Until WADA’s global sanction was issued, punishments against Russian sports and officials had been sporadic, and largely left to the governing bodies of individual sports. World Athletics, track and field’s governing body, has long taken the hardest line, with a ban that has kept Russia in the sporting wilderness for nearly five years.

The International Olympic Committee, by contrast, has been reluctant to act more broadly, with its president Thomas Bach, repeatedly saying he opposed to collective punishment on Russian athletes.
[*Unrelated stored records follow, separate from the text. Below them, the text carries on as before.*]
Issue #263, opened 2023-12-12
Check state and exit code of jobs scheduled by autocloser


morcuended:
Right now there is no way of knowing whether jobs launched by autocloser finished OK or not, unless manually checked.

This can lead to unnoticed problems in the merging of files, as happened for 2023-12-11 (see https://github.com/cta-observatory/cta-lstchain/issues/1193). The DL1 merging job failed for one run, but the file was halfway produced.

The `update_source_catalog` script reads these DL1 merged files but does not check if the merging script finished properly.

morcuended:
Also even if there is a dependency on the long-term dl1 check script after all run-wise dl1 data check files are produced, I think sometimes, it is still executed regardless of the exit code of some of the previous jobs. Make sure that this does not happen, for example, launching these lstchain scripts using a bash script with `set -e` to capture the failing exit at any point.

PR #269, opened 2024-01-16
Check state of the jobs launched by autocloser

marialainez:
Check that all the jobs launched by autocloser finished correctly before creating the NightFinished.txt file. See issue #263

### DIFF
--- a/src/osa/job.py
+++ b/src/osa/job.py
@@ -702,6 +702,33 @@ def get_sacct_output(sacct_output: StringIO) -> pd.DataFrame:
     return sacct_output
 
 
+def get_closer_sacct_output(sacct_output) -> pd.DataFrame:
+    """
+    Fetch the information of jobs in the queue launched by AUTOCLOSER using the sacct 
+    SLURM output and store it in a pandas dataframe.
+
+    Returns
+    -------
+    queue_list: pd.DataFrame
+    """
+    sacct_output = pd.read_csv(sacct_output, names=FORMAT_SLURM)
+
+    # Keep only the jobs corresponding to AUTOCLOSER sequences
+    sacct_output = sacct_output[
+        (sacct_output["JobName"].str.contains("lstchain"))
+        | (sacct_output["JobName"].str.contains("provproces"))
+    ]
+
+    try:
+        sacct_output["JobID"] = sacct_output["JobID"].apply(lambda x: x.split("_")[0])
+        sacct_output["JobID"] = sacct_output["JobID"].str.strip(".batch").astype(int)
+
+    except AttributeError:
+        log.debug("No job info could be obtained from sacct")
+
+    return sacct_output
+
+
 def filter_jobs(job_info: pd.DataFrame, sequence_list: Iterable):
     """Filter the job info list to get the values of the jobs in the current queue."""
     sequences_info = pd.DataFrame([vars(seq) for seq in sequence_list])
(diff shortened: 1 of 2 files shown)


src/osa/scripts/closer.py
```diff
@@ -169,6 +175,20 @@ def post_process(seq_tuple):
     if not options.no_dl2:
         merge_files(seq_list, data_level="DL2")
 
+    time.sleep(300)
+
+    # Check if all jobs launched by autocloser finished correctly 
+    # before creating the NightFinished.txt file
+    n_max = 10
+    n = 0
+    while not all_closer_jobs_finished_correctly() & n <= n_max:
```
morcuended, line 184: So this way would keep autocloser running in background up to 5*10 mins, right?
Some numbers on the time each job usually takes:
Provprocess: up to ~12 min
Muon merging: up to ~1 min
DL1 merging: up to ~30 min!
DL1 datacheck merging runwise: up to ~5 min
Datacheck merging daily: ~3 min

So maybe the check can be done with less frequency than 5 min

And how would you know whether some jobs were not finished properly? Checking the autocloser logs? I would try something like alerting via email if not all closer jobs are finished correctly after a few checks. What do you think?

marialainez: Ok, I will add an email alert to be sent if the jobs don't finish correctly. So you suggest making the check for example every 2 minutes? And up to 30 minutes?

morcuended: no, the other way around, maybe every 10-15 min up to ~1h?

src/osa/scripts/closer.py
```diff
@@ -175,20 +176,24 @@ def post_process(seq_tuple):
...
             "All jobs launched by autocloser did not finished correctly yet. "
-            "Checking again in 5 minutes..."
+            "Checking again in 10 minutes..."
         )
-        time.sleep(300)
+        time.sleep(600)
         n += 1
 
+    if n > n_max:
+        send_warning_mail(date=options.date)
```
morcuended, line 194: the problem with this way of sending mail is that in the current scheme, in which autocloser is launched by a cron job twice per hour for the whole day, it will keep sending warning mails. In this sense, a unique cronjob checking the night is finished night once per day, and if not sending an email, could be a better solution.

Also since now running autocloser could take up to 1 hour, the frequency of the cron job has to be updated correspondingly.

src/osa/job.py
```diff
@@ -702,6 +702,36 @@ def get_sacct_output(sacct_output: StringIO) -> pd.DataFrame:
...
+    queue_list: pd.DataFrame
+    """
+    sacct_output = pd.read_csv(sacct_output, names=FORMAT_SLURM)
+
+    # Keep only the jobs corresponding to AUTOCLOSER sequences 
+    # Until the merging of muon files is fixed, check all jobs except "lstchain_merge_muon_files"
+    sacct_output = sacct_output[
+        (sacct_output["JobName"].str.contains("lstchain_merge_hdf5_files"))
+        | (sacct_output["JobName"].str.contains("lstchain_check_dl1"))
+        | (sacct_output["JobName"].str.contains("lstchain_longterm_dl1_check"))
```
morcuended, line 721: add the new cherenkov transparency step jobname

morcuended (approved):
I think we can go ahead with this, but keep in mind that cronjob frequency should change accordingly, with these changes the autocloser could be running up to 1 h checking for job proper completion.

That led to the strange sight of Russia’s fielding one of its largest teams at the 2018 Winter Olympics, where the I.O.C.’s punishment was largely limited to Russian symbols, including its uniform, team name and anthem.

Russia’s determination to overturn the ban was clear by the size of the legal arsenal it wielded at the appeal hearing at the arbitration court last month. It amassed a group of some of the world’s top sports lawyers and was assisted by interventions from a number of sporting bodies, like the world ice hockey federation, with which it maintains close relationships. Its representatives argued that WADA had gone beyond reasonable limits with its punishments, and even beyond what it legally could do within the scope of its statutes.

WADA’s legal team countered by describing its efforts as something akin to a bureaucratic housekeeping, an attempt to bring in-house — and standardize — the sanctioning powers that had been left to individual sports federations.